■ What to work on ■
Find how many lines of the following entries contain "looks". Reply with the number alone.

■ Record extracts ■
BEGIN

PR #51, opened 2017-10-03
New client creation API

gammazero:
This was an experiment to simplify the client creation api.   All of the `NewXxxClient()` functions have been replaced by a `ConnectXxx()` function.  The main difference is that almost all of the parameters have been put into the `ClientConfig` structure.  This makes it simpler to provide default values and makes all of the client creation APIs more similar.

Let me know if this seems like an improvement, or if you would prefer some changes.


gammazero:
A `client.Connect(cfg)` would not be able to differentiate between a websocket or tcp raw socket connection based on config or address.  So, unless I add a parameter I still need `ConnectXxx` where `Xxx` is `Websocket`, `TCP`, or `Unix`.

The reason I did not put the address into cfg is because the address is not used by the client, but only by the transport to create a connected `Peer`.  If a client provided a different transport/peer implementation, then the address would have no use in the cfg.

I will update `client.NewClient` not to take a `logger` parameter.  That does constitute an API change, but I doubt anyone is using that, so maybe I can still get away with a minor version change.  Or, is it better to leave it and then remove it when I do a major version change, where I also delete the deprecated functions?

mourad:
I think the `client.Connect(cfg)` could determine the correct transport by parsing the address with `url.Parse`, and looking at the `Scheme`. Something similar to:
https://github.com/fsouza/go-dockerclient/blob/master/client.go#L961-L1000

My opinion is that it would be ok to include the `address` in the `cfg` in this PR even though it would not be used when calling `client.NewClient` with a connected peer already. The same, if I'm not mistaken, is true with regards to `Serialization`, `TlsConfig`, `Dial` and `RecvLimit`. I don't believe there's an overlap between the transport parameters and the client parameters (except for `logger`) so, alternatively, you could create a `TransportConfig` and call `client.Connect(transportConfig, clientConfig)`.

Another option could be to create a `Transport` nested struct in `ClientConfig` that would be completely ignored when calling `client.NewClient`.

With regards to the `logger` parameter, not sure what is better.  An argument is to not including the `logger` into the `ClientConfig`, so there's no overlap between ClientConfig and the transport parameters. This way the API doesn't have to change either. In which case, the previous comment, would be `client.Connect(transportConfig, clientConfig, logger)`.

gammazero:
To determine protocol from address requires a URL, at least for websocket, `ws://host/`.  If I do that, then should every address be in URL form: `tcp://host/`, `unix:///path/to/socket`?  I could opt to include a `network` parameter in the cfg and it could have a value of `"ws"`, `"tcp"`,  or `"unix"` and define consts for those values.  I avoid all that by making the transport explicit in the name of the function.  The function name may also help to avoid using the wrong transport without noticing, with a WAMP server that supports multiple transports. 

You are absolutely correct about the address parameter, it is part of the transport config as is serialization, tlscfg, etc.  So, really there are two sets of config params: transport config and client config.  Well, three, considering logger as separate.  So, I am not sure which is preferable (probably subjective).  Users, who are not terribly invested in understanding finer points of parameter classification, want the clearest/simplest way to create a client.  Here are examples of different organizations of the parameters:

---- ALL-IN-ONE ----
```
cfg := client.ClientConfig{
    Address:       "myhost.mydomain.net",
    Realm:         "nexus.examples",
    TlsCfg:        tlscfg,
    Serialization: serialization,
    Logger:        logger,
}
cli, err := client.ConnectWebsocket(cfg)
```

---- TWO-CONFIGS ----
```
tCfg := client.TransportConfig{
    Address:     "myhost.mydomain.net",
    TlsCfg:        tlscfg,
    Serialization: serialization,
}
cCfg := client.ClientConfig{
    Realm:   "nexus.examples",
}
cli, err := client.ConnectWebsocket(tCfg, cCfg, logger)
```

Could also have a separate config type for each transport.
```
tCfg := client.WebsocketConfig{
    Address:     "myhost.mydomain.net",
    TlsCfg:        tlscfg,
    Serialization: serialization,
}
cCfg := client.ClientConfig{
    Realm:   "nexus.examples",
}
cli, err := tCfg.Connect(cCfg, logger)
```

---- NESTED ----
```
cfg := client.ClientConfig{
    Realm:   "nexus.examples",
    TransportConfig: {
        Address:     "myhost.mydomain.net",
        TlsCfg:        tlscfg,
        Serialization: serialization,
    }
}
cli, err := client.ConnectWebsocket(cfg, logger)
```
 
I think the first, all-in-one, would be preferable to most users.  If a client has their own transport/peer, then they will just have to know that NewClient ignores the transport params.

I could pull `Address` and `Realm` out of the config and make them explicit parameters, and let cfg contain all the optional parameters, and allow a `nil` value to be passed.
```
cli, err := client.ConnectWebsocket("myhost.mydomain.net", "nexus.examples", logger, nil)
```

or, drop PR if it does not actually help overall.

mourad:
I don't think you should drop of the PR.  What I was suggesting is that I think you could add a top-level `client.Connect()` function that can determine which specific call to make based on protocol. I'm thinking users might have to perform the same sort of logic that is in `main_test.go`, so instead, it could be encapsulated into the code and users can just rely on that, and we can extend it should nexus decide to support new protocols.

So you would end up with:
`client.NewClient(p wamp.Peer, cfg ClientConfig, logger stdlog.StdLog)`
and
`client.Connect(tcfg TransportConfig, ccfg ClientConfig, logger stdlog.StdLog)` or perhaps `client.NewClientConnect(...)` would make it clearer that it returns a client after connecting?

After taking a second look, the value that `ConnectXxx` or even the previous `NewXxxClient` provided was a way to start up a specific transport connection and return a connected client.  If we provide a specific `TransportConfig` and a way that the client can determine how to connect, I wonder if the various APIs to get a client are still needed? Of course, the user could still decide to get a peer directly through `transport` and pass it into `client.NewClient` if they choose.

You are correct that the best approach is definitely subjective. I am leaning towards separate configs, which would then lead to possibly providing `transport.NewPeer(cfg TransportConfig)` to simplify the creation of a peer.  If we do this, then the creation of the transport is in the `transport` package using the TransportConfig, and all that `client.Connect` or `client.NewClientConnect` would do is wrap the call to it and return a client.

I am not against providing the URL in the config such as `ws://`, `tcp://` and `unix://`. You could provide it as a separate parameter in the config if you prefer. One thing that I missed in my previous review is that `client.NewWebsocketClient` used to take the URL, but now it just takes the address. With this change it's impossible to connect with `wss://` with the helper functions and would require the user to use the transport directly.

gammazero:
After trying every combination of parameter organization that we discussed, including address parsing to determine transport, I have arrived at a conclusion of the way I think works best for the API:

1. Transport is explicit in function name: ConnectWebsocket(), ConnectTCP(), ..
2. Address is not part of config: ConnectWebsocket("10.20.30.42:8080", cfg)
    - No URL schemes, no address parsing
    - Address tells where to go, cfg tells how to communicate
    - Easy to see if address looks correct for transport
    - Local and Socket APIs more consistent (first param is what to connect to)
3. Decided to put logger in cfg, so it can be ignored when default value is ok.

mourad:
Seems that support for `wss` is still missing in `ConnectWebsocket`.

Does `ConnectTCP` need to support `tcp4` and `tcp6` explicitly or is that automatically supported by the underlying lying library when using `tcp`?

gammazero:
The two-config implementation ends up as not much different than what it was before this PR.

The `NewXxxClient()` was just a wrapper for `transport.ConnectXxxPeer()` + `client.NewClient()` and was there mostly to prevent clients from having to import `transport`.  Having a transport config in the transport package now makes clients import  `transport`, so not much need for `NewXxxClient()` or `ConnectXxx()` APIs.  Therefore, two-config approach converges to:
`transport.ConnectXxxPeer()` + `client.NewClient()` with a cfg instead of a few params when creating the peer.

gammazero:
ConnectWebsocket does not use URL scheme.  The address must contain the port (like ConnectTCP).  ws vs wss is determined by presence of tcl.Config.  Sounds like I either need to document more clearly, or if people expect to give URL, then I need to accept that.  Autobahn client seems to use URL: `wss://addr/ws`.  Not sure what the significance of the trailing `/ws` is.

ConnectTCP automatically supports both tcp4 and tcp6 depending on the address given (tested).

mourad:
Looking at the vendored github.com/gorilla/websocket implementation, decision whether to use TLS is determined by the scheme, not by the presence of `tls.Config`:

https://github.com/gammazero/nexus/blob/master/vendor/github.com/gorilla/websocket/client.go#L185-L192

Omitting `tls.Config` while using `wss` results in the default `tls.Config`:
https://github.com/gammazero/nexus/blob/master/vendor/github.com/gorilla/websocket/client.go#L326
https://github.com/gammazero/nexus/blob/master/vendor/github.com/gorilla/websocket/client_clone.go#L12-L14

gammazero:
The one way that does simplify things is to force a URL scheme to be used for all addresses.  Then there is no ambiguity in address parsing, and there can be a single `client.Connect()`
URLs could be like this:
Websocket:  `ws://addr/` or `wss://addr/`
TCP: `tcp://addr/` or `tcps://addr/`
Unix: `unix://path`

`tcps` seems weird though

gammazero:
I went with "tcp://" and "tcps://" for consistency with "ws://" and "wss://" when determining whether or not to use TLS.

mourad:
looks good 👍

PR #3396, opened 2024-09-19
Convert /customize/viewuser to TT

momijizukamori:
CODE TOUR: Another BML page down! Was anyone using this one? Who knows! It was short enough to convert either way


cgi-bin/DW/Controller/Customize.pm
```diff
@@ -0,0 +1,149 @@
...
+
+sub viewuser_handler {
+    my ( $ok, $rv ) = controller( authas => 1 );
+    return $rv unless $ok;
+
+    my $r      = $rv->{r};
+    my $remote = $rv->{remote};
+    my $get    = $r->{get_args};
+
+    my $dbh    = LJ::get_db_writer();
```
zorkian, line 39: wonder why this uses dbh, it seems to only do reads... ancient code is ancient

Issue #3379, opened 2024-06-14
update Gift Paid Time profile link to use new shop url


kareila:
From support: "It looks like when I click to gift a user paid time from their profile, the link still points to dreamwidth.org/shop and winds up just redirecting to the shop itself instead of bringing over the parameters and filling everything out for me."

alierak:
This is coming from cgi-bin/DW/Logic/UserLinkBar.pm, sub buyaccount. It specifies a url starting with "shop/account" and then calls fix_link to turn it into an actual link. fix_link always prepends $LJ::SITEROOT/ if the url doesn't already start with $LJ::SITEROOT.

PR #3397, opened 2024-09-19
Fix profile page link to shop

momijizukamori:
CODE TOUR: We had to move the shop to shop.dreamwidth.org for extremely unexciting compliance reasons, and most of the references to the old dreamwidth.org/shop got updated, but we missed the one on the profile page - it would get you to the shop after a redirect, but it dropped the info about the account you wanted to buy paid time for along the way which was declared 'suboptimal'. This fixes the issue.


momijizukamori:
Fixes #3379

END

■ Answer box ■
3